Data shown
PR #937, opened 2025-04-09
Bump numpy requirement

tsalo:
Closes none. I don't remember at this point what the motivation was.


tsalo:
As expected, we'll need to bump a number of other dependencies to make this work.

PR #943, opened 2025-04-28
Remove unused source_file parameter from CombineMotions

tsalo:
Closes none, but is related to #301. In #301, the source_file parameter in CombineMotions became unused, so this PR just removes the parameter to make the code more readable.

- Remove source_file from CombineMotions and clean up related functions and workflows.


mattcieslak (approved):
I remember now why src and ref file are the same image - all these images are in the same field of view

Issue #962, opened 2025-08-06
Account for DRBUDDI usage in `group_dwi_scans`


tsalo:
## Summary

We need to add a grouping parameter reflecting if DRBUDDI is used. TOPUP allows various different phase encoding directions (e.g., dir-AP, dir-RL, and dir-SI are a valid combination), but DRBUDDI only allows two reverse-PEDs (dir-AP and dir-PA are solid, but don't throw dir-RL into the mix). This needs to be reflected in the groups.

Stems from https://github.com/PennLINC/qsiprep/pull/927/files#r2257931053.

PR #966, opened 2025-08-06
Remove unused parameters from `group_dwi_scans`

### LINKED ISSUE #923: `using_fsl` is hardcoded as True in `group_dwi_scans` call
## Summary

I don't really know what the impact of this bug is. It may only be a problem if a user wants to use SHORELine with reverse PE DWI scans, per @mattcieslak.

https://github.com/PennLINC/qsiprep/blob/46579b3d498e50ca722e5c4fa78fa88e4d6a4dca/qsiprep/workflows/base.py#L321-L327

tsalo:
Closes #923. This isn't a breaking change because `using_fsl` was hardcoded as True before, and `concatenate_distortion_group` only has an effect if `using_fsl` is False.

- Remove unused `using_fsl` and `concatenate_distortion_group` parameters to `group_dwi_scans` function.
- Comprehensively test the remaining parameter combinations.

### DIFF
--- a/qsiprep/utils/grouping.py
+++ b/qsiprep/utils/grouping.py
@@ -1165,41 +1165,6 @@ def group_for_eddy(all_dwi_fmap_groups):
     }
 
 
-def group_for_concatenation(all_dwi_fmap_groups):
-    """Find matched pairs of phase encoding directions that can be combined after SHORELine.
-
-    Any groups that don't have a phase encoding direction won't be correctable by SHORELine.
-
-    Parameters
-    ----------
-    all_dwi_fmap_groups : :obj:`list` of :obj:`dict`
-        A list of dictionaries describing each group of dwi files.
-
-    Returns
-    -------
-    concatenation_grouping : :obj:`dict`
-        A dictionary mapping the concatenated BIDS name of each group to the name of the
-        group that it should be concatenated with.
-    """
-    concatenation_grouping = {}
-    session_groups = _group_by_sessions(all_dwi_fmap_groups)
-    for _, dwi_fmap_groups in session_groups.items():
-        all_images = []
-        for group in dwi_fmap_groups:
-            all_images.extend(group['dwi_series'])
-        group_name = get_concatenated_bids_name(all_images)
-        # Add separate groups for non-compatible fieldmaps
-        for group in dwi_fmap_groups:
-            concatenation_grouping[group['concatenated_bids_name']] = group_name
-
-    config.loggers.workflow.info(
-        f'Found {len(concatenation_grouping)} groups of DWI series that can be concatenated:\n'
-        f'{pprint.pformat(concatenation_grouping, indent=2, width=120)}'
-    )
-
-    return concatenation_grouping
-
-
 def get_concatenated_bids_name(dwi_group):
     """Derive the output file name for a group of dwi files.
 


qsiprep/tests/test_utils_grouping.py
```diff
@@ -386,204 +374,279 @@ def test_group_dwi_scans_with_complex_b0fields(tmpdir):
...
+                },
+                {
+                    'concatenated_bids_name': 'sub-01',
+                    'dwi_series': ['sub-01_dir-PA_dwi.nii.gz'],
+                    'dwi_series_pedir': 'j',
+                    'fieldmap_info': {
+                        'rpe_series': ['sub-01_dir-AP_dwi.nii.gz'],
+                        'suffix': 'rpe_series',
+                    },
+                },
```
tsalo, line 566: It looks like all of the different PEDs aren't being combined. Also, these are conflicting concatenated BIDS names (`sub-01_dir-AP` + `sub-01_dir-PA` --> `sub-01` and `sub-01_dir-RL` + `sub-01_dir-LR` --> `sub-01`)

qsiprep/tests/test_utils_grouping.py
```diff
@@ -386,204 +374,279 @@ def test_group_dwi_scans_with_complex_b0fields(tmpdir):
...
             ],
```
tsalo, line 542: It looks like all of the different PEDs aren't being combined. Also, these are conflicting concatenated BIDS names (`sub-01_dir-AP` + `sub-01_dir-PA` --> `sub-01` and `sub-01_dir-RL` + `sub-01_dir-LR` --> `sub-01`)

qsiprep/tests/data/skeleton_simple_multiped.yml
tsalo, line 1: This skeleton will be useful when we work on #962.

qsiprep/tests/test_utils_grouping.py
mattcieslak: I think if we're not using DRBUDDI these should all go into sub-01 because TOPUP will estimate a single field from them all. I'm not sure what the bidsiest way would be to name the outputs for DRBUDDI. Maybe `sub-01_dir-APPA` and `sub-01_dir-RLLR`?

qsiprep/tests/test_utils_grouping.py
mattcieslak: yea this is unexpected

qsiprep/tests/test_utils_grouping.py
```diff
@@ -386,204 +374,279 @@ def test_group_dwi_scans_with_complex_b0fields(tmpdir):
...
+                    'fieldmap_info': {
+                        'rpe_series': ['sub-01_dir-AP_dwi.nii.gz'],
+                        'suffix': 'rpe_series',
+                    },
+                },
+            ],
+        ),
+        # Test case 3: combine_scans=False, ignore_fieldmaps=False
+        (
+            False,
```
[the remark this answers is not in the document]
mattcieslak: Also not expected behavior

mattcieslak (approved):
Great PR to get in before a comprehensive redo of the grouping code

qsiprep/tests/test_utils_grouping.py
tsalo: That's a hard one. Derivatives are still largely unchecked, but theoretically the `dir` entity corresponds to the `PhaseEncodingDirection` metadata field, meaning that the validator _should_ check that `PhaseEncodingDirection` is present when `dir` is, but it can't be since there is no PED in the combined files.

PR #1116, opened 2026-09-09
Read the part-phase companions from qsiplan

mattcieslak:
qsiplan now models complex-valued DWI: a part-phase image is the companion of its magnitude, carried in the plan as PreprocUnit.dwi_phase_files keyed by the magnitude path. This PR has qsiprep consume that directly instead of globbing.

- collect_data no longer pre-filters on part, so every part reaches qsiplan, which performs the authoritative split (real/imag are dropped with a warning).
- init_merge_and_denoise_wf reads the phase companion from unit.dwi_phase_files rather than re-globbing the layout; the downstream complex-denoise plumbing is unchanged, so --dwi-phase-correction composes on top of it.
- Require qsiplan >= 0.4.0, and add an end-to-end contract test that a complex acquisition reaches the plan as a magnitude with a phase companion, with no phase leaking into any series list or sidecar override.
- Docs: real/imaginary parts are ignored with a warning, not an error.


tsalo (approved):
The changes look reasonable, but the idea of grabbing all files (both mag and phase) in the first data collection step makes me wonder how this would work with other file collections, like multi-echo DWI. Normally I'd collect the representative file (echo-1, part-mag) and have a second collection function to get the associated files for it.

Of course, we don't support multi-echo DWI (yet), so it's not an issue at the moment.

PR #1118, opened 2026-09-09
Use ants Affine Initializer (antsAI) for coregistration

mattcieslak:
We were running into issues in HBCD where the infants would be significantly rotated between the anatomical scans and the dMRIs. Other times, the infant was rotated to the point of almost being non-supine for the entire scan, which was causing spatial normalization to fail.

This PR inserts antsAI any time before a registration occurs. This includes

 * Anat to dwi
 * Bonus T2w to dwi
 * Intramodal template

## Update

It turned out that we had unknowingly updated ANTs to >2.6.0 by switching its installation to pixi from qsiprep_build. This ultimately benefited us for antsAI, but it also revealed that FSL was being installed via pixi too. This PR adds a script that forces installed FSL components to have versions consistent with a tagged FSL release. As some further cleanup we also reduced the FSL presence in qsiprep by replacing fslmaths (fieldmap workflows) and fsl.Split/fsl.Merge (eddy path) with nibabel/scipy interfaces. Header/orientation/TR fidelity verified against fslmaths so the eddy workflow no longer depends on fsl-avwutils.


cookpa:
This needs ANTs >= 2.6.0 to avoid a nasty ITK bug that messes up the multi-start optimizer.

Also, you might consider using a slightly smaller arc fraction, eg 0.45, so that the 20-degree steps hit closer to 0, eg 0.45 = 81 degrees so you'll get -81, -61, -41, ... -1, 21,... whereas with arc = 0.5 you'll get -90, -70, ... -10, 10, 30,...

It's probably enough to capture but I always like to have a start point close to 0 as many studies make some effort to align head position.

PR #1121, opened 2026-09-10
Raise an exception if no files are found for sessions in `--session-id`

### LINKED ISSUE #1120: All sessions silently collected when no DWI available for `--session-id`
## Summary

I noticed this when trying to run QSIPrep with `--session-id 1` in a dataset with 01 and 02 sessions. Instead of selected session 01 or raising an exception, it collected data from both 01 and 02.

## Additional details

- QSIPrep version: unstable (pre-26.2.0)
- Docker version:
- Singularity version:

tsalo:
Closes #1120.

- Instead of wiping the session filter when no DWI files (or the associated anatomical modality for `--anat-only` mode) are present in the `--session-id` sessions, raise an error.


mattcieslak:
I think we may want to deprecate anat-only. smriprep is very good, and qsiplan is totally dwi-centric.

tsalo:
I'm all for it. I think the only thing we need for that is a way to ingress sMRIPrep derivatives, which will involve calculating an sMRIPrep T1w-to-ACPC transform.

Instructions to follow
Out of the data above, transcribe exactly and only the lines starting with the line that has "PR #1116, opened 2026-09-09" and going on through the line that has "- init_merge_and_denoise_wf reads", both included.

Result below
PR #1116, opened 2026-09-09
Read the part-phase companions from qsiplan

mattcieslak:
qsiplan now models complex-valued DWI: a part-phase image is the companion of its magnitude, carried in the plan as PreprocUnit.dwi_phase_files keyed by the magnitude path. This PR has qsiprep consume that directly instead of globbing.

- collect_data no longer pre-filters on part, so every part reaches qsiplan, which performs the authoritative split (real/imag are dropped with a warning).
- init_merge_and_denoise_wf reads the phase companion from unit.dwi_phase_files rather than re-globbing the layout; the downstream complex-denoise plumbing is unchanged, so --dwi-phase-correction composes on top of it.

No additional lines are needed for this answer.